= What you will do =
Please copy out every line in the records below that includes the word "Exposing".

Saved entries
══════

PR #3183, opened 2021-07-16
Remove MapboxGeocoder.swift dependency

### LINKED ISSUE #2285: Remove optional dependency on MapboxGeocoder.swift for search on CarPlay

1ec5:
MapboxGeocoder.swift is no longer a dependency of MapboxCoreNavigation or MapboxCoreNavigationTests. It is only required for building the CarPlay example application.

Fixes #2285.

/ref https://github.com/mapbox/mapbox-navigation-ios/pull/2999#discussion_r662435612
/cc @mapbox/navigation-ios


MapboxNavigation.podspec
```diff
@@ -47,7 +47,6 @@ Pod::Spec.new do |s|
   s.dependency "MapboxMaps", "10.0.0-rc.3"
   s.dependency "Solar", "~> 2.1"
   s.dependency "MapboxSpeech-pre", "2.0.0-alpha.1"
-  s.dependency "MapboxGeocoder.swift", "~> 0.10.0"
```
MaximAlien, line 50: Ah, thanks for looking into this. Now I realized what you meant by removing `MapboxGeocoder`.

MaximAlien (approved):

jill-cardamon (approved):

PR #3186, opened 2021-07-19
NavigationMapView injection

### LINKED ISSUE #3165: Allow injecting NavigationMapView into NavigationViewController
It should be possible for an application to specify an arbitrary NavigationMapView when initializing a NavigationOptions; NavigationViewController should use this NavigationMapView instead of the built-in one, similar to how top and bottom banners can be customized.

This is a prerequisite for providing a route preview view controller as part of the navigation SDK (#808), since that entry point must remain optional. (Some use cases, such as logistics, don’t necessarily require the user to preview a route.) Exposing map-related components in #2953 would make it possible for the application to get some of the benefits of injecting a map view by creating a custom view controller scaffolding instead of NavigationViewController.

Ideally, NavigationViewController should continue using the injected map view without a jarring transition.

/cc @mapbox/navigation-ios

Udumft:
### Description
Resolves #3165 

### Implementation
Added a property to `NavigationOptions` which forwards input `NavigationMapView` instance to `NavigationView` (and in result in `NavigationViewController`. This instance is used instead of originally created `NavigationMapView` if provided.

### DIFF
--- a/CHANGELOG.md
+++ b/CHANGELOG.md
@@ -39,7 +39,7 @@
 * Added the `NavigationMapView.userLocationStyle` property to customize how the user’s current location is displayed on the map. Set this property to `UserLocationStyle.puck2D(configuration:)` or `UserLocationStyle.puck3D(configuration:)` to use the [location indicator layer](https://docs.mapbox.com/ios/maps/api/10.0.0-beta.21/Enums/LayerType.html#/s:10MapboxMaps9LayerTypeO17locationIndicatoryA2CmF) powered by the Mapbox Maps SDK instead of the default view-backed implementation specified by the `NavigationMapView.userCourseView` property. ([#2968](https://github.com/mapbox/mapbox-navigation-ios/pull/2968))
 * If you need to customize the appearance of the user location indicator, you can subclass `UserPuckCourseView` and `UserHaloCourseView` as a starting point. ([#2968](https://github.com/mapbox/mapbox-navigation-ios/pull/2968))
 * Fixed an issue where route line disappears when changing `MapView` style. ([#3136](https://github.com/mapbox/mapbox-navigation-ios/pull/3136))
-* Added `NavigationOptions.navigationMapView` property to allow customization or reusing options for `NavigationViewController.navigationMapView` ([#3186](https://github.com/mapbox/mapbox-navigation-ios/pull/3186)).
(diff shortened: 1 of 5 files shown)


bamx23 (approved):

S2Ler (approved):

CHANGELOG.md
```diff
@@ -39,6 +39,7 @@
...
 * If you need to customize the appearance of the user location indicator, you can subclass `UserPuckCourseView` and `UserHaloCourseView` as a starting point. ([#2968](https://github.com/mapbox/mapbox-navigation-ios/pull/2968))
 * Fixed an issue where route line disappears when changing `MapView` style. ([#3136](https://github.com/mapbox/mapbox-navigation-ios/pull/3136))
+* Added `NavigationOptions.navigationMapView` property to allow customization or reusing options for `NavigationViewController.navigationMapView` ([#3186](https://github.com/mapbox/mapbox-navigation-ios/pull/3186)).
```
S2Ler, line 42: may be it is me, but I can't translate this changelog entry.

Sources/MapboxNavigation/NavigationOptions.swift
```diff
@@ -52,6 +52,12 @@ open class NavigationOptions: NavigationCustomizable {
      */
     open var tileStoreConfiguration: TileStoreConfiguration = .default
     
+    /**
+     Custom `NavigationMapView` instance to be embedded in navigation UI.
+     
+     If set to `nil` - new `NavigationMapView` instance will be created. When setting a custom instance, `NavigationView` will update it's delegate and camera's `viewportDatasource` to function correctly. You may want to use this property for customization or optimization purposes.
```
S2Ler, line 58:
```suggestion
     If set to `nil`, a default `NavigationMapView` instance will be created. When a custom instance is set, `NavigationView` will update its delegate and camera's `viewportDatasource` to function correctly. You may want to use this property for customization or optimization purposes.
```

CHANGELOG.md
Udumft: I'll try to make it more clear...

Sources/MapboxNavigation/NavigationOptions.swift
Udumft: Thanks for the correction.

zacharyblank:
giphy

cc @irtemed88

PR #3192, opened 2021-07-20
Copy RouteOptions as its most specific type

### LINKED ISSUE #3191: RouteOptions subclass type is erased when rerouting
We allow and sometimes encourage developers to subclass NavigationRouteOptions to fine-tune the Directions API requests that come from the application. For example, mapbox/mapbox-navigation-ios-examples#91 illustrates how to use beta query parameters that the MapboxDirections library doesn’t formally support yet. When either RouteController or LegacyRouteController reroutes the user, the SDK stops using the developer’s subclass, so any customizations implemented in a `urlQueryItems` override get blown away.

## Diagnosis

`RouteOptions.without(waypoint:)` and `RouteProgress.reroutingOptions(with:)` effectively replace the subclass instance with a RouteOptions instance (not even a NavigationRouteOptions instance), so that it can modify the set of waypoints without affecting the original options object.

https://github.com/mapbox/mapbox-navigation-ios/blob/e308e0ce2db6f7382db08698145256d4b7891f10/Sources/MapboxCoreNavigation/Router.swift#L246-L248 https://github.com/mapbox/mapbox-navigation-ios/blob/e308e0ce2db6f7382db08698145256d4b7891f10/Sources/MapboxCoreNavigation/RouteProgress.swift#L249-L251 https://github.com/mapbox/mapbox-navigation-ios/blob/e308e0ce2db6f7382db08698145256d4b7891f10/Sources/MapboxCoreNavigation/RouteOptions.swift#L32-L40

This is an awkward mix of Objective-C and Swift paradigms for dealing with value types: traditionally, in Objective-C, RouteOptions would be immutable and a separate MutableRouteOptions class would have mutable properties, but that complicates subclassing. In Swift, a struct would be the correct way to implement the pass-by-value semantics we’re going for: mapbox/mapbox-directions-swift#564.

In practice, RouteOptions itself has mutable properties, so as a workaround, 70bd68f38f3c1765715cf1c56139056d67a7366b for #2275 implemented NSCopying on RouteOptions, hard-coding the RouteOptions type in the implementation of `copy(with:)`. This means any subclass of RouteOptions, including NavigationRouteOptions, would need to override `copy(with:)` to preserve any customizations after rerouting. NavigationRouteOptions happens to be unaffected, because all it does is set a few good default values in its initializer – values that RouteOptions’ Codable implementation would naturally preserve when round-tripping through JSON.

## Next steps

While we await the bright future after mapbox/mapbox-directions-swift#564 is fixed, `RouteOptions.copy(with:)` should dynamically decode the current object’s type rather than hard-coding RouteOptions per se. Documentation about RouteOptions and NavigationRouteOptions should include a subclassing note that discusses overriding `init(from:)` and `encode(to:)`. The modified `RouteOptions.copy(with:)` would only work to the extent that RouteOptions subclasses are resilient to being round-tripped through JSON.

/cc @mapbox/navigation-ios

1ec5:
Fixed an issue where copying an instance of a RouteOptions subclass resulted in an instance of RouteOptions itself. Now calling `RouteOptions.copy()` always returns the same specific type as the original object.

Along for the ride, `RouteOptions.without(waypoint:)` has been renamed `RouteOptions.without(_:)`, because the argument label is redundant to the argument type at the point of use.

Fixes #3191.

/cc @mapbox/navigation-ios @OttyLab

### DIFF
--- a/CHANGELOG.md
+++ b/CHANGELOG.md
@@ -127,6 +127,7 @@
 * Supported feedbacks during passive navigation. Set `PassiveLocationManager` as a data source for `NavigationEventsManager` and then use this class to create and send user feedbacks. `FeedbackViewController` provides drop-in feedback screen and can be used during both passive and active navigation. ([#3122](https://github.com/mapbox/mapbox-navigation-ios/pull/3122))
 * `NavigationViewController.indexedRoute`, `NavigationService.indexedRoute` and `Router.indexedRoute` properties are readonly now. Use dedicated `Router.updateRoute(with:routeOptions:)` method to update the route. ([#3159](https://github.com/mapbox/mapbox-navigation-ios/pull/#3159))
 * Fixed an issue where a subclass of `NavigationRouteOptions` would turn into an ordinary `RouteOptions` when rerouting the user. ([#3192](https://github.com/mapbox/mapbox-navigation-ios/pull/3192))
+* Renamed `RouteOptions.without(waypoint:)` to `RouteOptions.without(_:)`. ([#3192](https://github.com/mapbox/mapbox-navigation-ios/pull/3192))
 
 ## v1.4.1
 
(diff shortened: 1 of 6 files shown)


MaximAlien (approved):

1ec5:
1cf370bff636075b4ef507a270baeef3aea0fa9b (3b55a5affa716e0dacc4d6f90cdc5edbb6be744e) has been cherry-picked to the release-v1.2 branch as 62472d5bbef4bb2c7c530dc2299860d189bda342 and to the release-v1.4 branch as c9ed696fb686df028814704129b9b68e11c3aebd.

══════

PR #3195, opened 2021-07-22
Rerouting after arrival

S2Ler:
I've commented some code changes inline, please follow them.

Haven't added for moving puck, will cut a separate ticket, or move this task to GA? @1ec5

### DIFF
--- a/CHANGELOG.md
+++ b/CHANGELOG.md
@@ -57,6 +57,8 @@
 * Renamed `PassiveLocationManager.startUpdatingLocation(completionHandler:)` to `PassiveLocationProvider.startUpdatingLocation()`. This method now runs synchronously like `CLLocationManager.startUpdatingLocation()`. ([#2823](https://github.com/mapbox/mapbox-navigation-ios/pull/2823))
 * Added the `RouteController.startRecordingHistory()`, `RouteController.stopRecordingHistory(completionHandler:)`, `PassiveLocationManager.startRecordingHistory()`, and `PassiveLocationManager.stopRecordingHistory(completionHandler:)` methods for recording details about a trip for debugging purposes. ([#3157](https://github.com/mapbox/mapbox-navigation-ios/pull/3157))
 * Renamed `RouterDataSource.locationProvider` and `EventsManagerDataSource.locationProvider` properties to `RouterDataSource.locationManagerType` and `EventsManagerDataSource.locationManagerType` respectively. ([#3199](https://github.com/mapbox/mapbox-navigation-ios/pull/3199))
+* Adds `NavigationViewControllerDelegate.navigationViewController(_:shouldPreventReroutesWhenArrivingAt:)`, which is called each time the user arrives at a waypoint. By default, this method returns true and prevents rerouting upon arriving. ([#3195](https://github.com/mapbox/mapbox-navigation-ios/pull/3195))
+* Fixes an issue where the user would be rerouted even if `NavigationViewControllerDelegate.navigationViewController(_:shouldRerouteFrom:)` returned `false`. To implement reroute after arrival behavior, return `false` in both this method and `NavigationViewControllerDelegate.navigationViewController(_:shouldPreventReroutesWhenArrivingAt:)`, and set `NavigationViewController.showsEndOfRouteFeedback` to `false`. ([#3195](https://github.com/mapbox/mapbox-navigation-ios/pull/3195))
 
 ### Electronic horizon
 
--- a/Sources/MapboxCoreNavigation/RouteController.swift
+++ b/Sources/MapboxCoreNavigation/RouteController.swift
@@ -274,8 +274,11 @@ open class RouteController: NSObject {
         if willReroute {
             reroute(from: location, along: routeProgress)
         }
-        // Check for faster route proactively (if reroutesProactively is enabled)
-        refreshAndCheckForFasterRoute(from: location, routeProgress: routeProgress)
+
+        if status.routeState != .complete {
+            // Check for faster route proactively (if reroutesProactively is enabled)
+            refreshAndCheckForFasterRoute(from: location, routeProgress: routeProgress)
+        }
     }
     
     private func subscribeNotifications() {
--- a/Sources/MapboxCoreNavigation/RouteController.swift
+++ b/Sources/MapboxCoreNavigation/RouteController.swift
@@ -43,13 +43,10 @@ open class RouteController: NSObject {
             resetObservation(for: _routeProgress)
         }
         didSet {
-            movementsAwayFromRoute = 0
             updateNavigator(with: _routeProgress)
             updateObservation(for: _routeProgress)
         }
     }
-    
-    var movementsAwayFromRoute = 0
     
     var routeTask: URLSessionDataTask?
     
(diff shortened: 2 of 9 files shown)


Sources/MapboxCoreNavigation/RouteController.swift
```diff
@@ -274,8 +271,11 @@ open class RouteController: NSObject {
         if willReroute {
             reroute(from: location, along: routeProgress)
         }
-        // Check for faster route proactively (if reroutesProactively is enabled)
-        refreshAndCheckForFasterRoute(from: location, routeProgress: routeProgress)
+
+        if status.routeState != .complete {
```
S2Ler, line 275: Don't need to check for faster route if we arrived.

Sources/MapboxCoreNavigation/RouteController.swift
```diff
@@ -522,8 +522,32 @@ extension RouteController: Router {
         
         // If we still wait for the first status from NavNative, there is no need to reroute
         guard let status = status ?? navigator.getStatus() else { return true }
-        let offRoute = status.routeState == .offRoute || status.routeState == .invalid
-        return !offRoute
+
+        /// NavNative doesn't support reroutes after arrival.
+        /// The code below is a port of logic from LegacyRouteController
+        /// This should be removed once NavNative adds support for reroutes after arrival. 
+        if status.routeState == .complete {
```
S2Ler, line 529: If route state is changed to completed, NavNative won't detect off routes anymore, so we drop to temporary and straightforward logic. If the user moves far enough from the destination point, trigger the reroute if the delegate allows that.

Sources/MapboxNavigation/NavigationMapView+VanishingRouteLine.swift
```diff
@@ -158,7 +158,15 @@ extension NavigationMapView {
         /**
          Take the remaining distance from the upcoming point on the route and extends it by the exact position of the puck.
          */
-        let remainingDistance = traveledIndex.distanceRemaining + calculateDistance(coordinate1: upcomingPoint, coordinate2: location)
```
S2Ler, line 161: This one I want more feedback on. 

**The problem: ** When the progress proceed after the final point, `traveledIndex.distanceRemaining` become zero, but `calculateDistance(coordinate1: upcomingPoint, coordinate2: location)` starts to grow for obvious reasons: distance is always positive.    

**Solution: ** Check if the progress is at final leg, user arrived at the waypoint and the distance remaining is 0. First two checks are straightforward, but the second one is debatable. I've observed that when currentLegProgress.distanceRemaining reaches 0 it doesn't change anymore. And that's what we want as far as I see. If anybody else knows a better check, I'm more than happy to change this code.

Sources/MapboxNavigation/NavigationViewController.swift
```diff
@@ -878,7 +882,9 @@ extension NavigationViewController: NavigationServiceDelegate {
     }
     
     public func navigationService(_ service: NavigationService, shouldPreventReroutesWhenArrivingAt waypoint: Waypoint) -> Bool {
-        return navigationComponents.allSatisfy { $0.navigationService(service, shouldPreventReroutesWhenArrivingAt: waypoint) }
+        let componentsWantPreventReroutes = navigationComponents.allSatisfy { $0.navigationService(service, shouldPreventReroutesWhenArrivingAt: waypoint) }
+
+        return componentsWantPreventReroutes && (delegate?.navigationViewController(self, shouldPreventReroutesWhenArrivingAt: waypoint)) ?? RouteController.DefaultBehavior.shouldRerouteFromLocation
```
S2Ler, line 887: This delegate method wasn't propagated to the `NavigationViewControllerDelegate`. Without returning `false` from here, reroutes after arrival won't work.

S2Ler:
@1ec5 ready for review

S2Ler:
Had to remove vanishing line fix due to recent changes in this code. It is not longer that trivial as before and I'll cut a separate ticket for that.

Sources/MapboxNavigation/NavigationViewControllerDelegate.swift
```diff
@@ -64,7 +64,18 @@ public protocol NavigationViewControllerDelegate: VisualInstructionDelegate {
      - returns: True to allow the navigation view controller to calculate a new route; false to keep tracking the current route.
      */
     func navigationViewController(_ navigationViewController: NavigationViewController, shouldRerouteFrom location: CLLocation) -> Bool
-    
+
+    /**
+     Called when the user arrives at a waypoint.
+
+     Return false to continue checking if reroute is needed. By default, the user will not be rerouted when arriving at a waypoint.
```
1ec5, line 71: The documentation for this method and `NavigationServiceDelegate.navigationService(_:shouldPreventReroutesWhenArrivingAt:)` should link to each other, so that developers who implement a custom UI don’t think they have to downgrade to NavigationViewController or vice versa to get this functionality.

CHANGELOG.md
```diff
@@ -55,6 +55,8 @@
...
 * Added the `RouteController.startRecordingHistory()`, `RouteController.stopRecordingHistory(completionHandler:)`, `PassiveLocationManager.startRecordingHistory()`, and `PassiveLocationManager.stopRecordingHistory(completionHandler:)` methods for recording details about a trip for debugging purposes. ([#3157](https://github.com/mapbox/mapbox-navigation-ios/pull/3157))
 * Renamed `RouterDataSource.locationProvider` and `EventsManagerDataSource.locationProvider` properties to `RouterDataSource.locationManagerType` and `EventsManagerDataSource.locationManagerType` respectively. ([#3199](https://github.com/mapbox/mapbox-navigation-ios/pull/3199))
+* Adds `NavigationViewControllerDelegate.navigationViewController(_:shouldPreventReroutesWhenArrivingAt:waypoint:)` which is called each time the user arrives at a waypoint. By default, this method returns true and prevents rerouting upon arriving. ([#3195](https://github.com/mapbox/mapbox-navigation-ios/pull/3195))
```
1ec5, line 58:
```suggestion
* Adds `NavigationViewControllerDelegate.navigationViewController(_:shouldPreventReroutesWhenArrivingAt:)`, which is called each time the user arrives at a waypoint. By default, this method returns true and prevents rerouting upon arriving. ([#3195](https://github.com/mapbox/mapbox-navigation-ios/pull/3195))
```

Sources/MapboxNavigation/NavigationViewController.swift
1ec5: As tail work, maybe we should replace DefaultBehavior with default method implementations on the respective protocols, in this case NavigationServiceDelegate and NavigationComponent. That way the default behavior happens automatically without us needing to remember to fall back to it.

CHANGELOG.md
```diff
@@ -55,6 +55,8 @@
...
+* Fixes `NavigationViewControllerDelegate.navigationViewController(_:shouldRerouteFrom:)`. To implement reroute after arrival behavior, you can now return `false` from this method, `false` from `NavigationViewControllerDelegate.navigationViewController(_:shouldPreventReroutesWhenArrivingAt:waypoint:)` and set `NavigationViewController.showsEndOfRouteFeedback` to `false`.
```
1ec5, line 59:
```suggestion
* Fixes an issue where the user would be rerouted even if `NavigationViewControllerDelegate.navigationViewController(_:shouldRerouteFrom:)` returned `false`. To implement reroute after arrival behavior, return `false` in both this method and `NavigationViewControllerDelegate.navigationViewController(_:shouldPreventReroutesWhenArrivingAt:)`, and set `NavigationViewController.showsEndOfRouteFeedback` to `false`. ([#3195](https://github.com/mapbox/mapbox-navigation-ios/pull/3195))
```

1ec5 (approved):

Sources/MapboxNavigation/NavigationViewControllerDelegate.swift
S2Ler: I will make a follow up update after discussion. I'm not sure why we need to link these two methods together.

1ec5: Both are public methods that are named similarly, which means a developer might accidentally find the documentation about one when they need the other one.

══════

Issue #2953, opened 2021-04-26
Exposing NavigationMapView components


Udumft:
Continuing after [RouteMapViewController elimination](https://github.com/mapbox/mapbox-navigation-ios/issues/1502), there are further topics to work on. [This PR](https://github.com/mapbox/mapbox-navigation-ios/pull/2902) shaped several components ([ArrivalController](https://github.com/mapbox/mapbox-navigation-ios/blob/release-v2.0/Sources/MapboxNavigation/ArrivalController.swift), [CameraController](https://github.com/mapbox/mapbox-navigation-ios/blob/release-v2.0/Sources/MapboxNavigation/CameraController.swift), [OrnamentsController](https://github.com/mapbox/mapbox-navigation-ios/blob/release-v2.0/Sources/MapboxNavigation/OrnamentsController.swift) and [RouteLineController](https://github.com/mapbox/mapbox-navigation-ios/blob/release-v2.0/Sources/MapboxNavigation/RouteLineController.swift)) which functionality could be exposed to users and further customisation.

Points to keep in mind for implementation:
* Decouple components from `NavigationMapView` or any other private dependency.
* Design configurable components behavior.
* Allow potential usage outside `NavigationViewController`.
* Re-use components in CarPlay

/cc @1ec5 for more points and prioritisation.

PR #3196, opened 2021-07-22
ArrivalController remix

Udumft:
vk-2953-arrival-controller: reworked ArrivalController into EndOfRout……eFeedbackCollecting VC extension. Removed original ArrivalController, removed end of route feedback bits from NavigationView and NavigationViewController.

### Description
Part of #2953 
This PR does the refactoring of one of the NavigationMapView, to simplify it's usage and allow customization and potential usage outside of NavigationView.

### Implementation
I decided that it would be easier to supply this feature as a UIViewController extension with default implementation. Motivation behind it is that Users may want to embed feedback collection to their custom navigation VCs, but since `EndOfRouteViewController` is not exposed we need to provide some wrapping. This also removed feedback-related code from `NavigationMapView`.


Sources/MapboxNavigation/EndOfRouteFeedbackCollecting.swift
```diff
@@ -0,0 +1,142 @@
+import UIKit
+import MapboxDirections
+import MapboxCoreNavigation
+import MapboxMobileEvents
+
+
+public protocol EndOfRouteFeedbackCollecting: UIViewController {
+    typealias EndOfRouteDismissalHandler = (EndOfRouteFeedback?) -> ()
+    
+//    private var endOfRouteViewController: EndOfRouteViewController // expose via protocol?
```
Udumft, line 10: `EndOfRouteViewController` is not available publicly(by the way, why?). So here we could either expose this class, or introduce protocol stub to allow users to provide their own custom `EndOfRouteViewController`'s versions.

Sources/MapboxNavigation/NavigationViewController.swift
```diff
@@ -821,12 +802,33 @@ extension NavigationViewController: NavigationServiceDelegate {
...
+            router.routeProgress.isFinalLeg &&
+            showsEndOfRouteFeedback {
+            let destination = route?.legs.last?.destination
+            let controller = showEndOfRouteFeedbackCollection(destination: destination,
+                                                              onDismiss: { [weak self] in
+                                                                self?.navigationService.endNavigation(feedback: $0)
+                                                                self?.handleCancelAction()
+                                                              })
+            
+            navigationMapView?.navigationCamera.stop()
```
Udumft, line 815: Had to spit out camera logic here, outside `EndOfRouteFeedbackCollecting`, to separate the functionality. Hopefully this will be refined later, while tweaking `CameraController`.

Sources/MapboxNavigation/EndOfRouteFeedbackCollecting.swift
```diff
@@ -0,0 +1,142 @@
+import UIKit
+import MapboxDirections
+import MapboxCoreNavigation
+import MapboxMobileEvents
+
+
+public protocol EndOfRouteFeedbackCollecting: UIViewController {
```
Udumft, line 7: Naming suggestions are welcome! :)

══════

= Answer section =
This is a prerequisite for providing a route preview view controller as part of the navigation SDK (#808), since that entry point must remain optional. (Some use cases, such as logistics, don’t necessarily require the user to preview a route.) Exposing map-related components in #2953 would make it possible for the application to get some of the benefits of injecting a map view by creating a custom view controller scaffolding instead of NavigationViewController.
Exposing NavigationMapView components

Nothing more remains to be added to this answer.